#### Activity:
Please count the lines with the word "ResponseError" in the material below, then state the number by itself.
##############################
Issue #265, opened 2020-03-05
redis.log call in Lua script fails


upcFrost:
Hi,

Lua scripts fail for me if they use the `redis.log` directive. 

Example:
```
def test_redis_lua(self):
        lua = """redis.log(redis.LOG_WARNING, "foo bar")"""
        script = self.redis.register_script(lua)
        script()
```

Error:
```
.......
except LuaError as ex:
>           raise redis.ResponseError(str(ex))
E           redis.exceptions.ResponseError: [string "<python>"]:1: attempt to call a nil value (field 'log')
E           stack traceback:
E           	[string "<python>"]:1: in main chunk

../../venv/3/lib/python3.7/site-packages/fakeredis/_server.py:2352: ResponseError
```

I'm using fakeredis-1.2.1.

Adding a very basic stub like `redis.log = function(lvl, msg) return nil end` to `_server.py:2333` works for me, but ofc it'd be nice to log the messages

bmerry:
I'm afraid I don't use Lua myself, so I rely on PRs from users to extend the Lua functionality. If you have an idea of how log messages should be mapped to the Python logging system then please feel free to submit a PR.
##############################
#### Exercise response:
3